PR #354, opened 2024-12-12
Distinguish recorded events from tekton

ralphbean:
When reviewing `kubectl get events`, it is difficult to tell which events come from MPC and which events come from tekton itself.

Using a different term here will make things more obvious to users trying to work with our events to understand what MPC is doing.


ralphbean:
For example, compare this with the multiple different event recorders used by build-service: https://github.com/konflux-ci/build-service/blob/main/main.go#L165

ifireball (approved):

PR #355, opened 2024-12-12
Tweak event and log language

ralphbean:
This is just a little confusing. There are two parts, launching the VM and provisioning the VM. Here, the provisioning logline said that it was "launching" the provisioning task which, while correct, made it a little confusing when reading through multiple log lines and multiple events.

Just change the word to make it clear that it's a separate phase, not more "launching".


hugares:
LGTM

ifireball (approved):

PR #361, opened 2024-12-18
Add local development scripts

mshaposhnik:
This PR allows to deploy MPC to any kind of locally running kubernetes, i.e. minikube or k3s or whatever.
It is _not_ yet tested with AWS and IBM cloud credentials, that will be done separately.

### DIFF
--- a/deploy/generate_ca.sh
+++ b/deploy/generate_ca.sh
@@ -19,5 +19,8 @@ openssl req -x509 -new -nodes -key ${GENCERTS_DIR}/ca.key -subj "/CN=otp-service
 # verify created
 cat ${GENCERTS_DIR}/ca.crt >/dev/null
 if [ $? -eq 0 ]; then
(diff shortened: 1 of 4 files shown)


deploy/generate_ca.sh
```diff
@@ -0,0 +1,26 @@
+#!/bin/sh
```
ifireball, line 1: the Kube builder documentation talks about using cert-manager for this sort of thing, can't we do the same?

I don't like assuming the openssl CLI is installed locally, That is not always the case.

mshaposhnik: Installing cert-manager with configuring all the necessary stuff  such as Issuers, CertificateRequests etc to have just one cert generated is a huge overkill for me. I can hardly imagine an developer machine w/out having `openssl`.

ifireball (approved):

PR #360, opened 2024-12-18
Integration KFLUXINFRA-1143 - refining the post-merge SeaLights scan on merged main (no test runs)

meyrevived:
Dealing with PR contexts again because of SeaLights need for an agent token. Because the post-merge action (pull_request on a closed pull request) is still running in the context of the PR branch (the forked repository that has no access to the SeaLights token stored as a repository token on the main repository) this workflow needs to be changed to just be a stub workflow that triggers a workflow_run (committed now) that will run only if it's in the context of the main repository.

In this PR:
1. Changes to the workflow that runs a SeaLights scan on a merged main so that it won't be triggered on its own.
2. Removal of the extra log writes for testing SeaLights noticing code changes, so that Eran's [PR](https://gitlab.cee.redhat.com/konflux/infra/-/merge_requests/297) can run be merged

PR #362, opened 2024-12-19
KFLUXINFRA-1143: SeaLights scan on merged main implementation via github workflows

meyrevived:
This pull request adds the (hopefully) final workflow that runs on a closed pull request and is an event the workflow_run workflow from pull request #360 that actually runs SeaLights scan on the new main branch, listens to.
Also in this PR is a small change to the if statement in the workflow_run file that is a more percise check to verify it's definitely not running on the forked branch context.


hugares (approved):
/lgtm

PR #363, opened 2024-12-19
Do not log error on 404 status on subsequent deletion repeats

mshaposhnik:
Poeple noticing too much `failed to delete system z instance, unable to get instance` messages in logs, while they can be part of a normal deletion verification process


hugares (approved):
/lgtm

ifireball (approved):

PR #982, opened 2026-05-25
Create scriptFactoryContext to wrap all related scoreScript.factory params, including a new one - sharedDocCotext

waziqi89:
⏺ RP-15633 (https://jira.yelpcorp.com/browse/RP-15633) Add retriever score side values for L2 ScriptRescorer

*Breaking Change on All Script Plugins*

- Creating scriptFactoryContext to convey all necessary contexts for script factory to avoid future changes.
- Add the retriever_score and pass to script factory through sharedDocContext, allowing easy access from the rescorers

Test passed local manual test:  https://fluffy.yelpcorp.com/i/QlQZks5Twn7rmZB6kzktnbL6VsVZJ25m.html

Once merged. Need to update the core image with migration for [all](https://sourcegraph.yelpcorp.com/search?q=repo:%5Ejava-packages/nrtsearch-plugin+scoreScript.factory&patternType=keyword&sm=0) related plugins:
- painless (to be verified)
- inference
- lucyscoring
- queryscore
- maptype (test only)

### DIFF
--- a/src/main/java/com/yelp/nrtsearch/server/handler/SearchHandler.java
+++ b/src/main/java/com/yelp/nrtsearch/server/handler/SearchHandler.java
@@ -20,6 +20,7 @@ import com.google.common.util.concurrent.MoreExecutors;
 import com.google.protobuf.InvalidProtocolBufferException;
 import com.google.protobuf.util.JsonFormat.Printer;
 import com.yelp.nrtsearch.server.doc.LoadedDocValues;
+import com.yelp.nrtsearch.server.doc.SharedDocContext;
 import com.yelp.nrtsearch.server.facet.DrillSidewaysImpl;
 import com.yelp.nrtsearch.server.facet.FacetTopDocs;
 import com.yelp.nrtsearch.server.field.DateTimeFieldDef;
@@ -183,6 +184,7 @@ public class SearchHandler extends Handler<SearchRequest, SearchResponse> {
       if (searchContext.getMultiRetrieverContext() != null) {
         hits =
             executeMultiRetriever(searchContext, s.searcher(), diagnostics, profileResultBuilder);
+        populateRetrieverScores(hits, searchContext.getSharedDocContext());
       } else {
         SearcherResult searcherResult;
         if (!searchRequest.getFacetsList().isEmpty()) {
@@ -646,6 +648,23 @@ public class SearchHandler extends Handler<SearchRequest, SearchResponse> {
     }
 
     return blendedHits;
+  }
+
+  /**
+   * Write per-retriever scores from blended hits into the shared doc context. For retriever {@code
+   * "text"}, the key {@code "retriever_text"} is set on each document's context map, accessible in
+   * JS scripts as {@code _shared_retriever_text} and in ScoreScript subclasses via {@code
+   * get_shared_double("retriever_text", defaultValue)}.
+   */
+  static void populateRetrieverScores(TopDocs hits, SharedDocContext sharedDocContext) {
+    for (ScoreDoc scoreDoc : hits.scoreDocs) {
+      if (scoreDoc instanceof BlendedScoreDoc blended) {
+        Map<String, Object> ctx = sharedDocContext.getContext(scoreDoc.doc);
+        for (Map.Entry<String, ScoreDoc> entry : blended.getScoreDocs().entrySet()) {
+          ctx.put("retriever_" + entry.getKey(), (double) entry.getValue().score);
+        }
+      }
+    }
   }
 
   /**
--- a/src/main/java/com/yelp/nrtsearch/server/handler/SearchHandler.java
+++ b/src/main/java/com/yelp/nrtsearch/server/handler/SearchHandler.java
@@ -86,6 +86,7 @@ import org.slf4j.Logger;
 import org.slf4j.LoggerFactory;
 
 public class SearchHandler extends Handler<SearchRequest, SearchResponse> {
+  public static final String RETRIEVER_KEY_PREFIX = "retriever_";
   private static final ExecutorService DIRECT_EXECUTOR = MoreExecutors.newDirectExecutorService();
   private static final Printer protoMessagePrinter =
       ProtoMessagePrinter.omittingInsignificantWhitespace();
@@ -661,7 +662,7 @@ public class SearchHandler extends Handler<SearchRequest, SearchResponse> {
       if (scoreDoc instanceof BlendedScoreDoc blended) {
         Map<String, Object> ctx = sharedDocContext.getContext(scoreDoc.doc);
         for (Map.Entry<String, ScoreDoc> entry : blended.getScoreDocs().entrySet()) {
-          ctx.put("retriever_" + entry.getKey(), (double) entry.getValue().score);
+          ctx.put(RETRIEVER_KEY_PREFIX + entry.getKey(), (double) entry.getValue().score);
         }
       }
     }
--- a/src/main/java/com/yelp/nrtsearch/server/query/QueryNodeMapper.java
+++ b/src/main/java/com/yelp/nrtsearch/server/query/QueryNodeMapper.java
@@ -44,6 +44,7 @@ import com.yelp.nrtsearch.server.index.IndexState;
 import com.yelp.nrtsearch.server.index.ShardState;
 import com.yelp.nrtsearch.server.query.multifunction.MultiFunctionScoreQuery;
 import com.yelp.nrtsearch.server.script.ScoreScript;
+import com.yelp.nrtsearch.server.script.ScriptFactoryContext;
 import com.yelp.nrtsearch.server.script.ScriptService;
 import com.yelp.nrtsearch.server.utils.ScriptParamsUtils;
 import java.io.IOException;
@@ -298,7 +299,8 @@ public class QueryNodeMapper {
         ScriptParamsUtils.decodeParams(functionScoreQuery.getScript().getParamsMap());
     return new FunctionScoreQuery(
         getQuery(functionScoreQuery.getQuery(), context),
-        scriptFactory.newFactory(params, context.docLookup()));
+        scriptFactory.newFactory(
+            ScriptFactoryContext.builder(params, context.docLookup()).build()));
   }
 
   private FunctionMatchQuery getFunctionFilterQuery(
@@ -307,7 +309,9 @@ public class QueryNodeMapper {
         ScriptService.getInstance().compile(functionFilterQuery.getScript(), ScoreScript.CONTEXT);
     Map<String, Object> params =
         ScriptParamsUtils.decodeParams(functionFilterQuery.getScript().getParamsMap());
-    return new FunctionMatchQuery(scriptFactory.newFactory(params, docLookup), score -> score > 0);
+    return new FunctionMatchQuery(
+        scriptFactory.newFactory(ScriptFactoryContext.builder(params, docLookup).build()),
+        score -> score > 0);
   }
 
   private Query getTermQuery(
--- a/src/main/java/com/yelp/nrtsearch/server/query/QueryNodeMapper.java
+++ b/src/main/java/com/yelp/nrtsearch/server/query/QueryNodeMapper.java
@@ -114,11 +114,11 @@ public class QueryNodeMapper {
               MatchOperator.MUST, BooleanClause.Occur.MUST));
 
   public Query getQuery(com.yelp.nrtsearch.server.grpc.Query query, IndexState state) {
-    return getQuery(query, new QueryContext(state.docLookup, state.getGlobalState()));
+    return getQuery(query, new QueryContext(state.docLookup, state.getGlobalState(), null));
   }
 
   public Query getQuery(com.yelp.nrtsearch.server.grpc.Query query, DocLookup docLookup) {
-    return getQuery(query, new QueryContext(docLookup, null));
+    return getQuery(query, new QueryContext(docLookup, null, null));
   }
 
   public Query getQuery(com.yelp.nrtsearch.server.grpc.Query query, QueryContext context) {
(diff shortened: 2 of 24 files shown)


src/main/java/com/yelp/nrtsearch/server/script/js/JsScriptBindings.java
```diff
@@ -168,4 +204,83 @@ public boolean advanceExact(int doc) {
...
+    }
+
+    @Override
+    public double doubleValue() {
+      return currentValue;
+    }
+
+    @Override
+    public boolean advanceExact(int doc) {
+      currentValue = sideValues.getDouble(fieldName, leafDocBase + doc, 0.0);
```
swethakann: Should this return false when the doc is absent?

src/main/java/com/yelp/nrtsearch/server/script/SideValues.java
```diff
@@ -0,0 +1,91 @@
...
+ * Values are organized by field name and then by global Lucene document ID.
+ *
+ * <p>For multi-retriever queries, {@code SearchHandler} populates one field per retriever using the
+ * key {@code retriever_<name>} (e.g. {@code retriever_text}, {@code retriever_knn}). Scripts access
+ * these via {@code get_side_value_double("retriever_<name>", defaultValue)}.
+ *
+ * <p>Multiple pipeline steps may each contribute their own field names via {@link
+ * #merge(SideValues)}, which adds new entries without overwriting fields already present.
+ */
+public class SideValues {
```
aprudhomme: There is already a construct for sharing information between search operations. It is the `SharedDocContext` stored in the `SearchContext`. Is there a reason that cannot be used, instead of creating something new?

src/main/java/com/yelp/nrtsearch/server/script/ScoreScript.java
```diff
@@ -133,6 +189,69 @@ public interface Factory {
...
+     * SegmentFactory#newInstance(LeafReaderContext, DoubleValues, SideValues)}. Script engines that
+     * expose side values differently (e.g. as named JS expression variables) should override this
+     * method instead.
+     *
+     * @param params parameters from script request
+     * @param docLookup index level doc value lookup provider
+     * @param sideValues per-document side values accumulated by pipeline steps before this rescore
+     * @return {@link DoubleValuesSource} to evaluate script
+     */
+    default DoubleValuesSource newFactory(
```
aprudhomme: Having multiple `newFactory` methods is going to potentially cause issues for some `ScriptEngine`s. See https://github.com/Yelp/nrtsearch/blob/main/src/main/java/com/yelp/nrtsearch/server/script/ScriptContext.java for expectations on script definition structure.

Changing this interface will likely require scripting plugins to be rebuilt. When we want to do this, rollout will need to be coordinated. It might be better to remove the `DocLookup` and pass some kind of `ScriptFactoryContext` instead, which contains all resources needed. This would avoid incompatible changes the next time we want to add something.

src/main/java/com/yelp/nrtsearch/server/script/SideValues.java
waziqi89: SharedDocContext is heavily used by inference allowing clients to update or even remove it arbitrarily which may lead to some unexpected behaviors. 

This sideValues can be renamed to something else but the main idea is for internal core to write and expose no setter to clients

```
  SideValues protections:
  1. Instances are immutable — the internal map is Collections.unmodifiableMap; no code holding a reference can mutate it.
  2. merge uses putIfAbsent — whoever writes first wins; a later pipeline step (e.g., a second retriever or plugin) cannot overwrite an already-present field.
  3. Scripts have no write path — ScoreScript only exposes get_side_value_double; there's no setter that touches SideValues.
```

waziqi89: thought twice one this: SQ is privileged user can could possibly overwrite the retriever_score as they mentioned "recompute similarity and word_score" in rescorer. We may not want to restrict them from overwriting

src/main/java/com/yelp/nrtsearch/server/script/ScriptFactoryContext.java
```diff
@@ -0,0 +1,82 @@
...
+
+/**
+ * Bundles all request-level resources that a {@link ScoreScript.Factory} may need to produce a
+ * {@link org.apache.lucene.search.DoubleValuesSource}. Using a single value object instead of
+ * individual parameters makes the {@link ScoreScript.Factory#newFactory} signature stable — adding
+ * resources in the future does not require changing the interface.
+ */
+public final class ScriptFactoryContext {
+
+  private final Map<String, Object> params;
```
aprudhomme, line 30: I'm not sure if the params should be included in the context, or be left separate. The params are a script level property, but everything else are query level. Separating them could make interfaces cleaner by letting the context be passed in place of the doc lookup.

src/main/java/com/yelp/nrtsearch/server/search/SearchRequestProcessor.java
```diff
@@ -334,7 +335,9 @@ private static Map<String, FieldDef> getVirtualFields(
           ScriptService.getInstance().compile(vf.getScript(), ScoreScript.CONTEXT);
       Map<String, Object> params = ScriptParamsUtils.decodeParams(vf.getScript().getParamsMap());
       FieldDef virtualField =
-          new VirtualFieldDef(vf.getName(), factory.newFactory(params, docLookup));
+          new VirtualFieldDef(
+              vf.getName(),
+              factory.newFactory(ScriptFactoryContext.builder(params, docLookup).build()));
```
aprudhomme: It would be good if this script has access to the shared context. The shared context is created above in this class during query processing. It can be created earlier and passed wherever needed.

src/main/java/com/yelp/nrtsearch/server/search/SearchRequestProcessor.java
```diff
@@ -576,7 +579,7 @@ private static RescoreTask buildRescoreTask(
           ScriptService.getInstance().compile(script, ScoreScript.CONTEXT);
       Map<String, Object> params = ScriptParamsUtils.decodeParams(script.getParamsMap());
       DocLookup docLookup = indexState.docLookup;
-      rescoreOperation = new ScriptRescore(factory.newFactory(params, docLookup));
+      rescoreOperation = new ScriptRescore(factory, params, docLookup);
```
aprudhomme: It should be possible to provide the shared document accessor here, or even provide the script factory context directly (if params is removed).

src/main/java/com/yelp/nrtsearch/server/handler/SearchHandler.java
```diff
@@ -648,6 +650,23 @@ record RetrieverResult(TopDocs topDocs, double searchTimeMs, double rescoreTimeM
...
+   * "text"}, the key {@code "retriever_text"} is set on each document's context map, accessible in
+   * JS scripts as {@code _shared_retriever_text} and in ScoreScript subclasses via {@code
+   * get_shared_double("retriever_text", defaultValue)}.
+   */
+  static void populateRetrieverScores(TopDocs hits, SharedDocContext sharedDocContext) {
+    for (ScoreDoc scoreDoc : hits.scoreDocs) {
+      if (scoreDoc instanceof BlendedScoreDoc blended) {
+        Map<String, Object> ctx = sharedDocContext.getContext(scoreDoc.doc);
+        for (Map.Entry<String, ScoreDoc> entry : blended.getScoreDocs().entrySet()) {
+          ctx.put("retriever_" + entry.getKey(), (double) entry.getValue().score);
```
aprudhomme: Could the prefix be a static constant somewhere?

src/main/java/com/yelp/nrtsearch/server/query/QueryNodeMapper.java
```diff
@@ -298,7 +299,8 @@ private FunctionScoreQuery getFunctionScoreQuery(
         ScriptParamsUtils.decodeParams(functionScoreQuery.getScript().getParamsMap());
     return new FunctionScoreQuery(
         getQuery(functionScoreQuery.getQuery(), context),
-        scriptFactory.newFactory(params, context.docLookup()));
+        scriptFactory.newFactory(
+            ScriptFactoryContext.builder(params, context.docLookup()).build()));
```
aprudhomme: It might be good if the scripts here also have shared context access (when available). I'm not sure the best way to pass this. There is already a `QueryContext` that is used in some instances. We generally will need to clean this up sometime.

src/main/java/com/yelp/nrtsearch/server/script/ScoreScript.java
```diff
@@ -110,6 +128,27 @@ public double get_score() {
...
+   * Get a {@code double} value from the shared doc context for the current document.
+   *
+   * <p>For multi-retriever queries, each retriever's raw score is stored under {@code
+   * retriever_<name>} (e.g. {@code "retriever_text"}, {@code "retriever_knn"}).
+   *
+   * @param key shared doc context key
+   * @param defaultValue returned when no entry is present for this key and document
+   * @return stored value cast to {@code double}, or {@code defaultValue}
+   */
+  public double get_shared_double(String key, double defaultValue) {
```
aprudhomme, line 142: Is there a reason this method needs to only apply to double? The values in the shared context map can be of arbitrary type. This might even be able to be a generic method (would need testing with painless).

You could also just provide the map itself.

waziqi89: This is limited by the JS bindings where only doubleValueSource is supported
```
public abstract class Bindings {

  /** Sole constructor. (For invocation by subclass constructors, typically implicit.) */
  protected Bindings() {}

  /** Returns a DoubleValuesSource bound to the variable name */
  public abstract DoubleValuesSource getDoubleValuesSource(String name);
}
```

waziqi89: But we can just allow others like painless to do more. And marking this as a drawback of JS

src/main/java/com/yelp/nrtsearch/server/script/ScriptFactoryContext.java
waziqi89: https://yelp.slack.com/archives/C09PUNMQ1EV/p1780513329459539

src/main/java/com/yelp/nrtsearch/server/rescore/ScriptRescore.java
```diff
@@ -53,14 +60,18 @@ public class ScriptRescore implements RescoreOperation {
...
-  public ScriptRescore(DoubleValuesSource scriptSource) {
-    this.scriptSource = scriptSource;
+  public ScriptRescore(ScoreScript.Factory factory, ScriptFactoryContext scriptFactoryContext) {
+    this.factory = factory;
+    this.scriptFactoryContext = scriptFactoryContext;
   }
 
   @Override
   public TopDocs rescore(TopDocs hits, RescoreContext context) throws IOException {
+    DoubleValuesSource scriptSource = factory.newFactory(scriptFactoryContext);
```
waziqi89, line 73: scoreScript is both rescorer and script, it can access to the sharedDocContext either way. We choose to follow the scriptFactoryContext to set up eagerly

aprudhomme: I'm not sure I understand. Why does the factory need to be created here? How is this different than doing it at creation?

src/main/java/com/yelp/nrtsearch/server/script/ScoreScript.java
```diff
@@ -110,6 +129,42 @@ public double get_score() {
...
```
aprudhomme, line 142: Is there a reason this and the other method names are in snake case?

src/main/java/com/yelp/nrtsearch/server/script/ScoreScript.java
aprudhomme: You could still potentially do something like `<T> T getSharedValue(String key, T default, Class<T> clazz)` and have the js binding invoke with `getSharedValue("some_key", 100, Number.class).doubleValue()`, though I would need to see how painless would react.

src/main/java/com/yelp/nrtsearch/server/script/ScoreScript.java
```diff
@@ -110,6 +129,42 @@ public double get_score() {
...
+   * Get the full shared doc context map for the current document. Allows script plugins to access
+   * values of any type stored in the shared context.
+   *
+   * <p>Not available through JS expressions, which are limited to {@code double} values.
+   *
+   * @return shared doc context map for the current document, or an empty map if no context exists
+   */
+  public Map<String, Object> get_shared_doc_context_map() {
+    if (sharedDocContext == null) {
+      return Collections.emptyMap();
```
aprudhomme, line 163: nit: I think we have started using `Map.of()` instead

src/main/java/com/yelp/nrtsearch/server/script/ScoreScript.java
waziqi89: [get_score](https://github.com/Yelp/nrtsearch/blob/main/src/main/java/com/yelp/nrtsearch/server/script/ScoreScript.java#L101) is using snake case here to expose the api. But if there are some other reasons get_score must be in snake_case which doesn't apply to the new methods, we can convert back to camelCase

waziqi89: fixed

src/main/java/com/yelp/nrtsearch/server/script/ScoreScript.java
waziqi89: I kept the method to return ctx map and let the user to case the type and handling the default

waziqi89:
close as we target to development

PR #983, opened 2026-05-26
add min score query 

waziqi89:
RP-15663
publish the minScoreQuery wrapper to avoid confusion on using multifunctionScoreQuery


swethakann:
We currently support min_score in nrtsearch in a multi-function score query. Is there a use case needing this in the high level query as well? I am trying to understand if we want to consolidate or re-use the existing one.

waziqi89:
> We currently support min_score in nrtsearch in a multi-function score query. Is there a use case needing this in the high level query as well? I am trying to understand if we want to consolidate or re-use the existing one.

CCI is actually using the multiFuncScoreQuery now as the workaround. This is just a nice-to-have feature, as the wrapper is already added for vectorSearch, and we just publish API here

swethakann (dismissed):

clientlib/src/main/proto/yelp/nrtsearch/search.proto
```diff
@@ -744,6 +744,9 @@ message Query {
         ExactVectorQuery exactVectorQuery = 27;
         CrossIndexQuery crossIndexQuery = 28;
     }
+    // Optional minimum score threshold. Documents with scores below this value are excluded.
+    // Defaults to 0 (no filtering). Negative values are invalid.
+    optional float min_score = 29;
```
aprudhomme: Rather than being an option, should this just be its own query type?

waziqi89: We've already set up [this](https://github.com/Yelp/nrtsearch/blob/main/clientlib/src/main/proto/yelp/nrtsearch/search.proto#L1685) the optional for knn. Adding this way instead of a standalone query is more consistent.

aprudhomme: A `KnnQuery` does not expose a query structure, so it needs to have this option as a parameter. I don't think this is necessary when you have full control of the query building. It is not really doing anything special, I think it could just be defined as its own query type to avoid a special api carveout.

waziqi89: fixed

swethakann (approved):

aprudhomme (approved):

• • •

YOUR ASSIGNMENT: Say how many lines of the material hold the string "currentValue", giving the number alone.

TASK OUTPUT: 2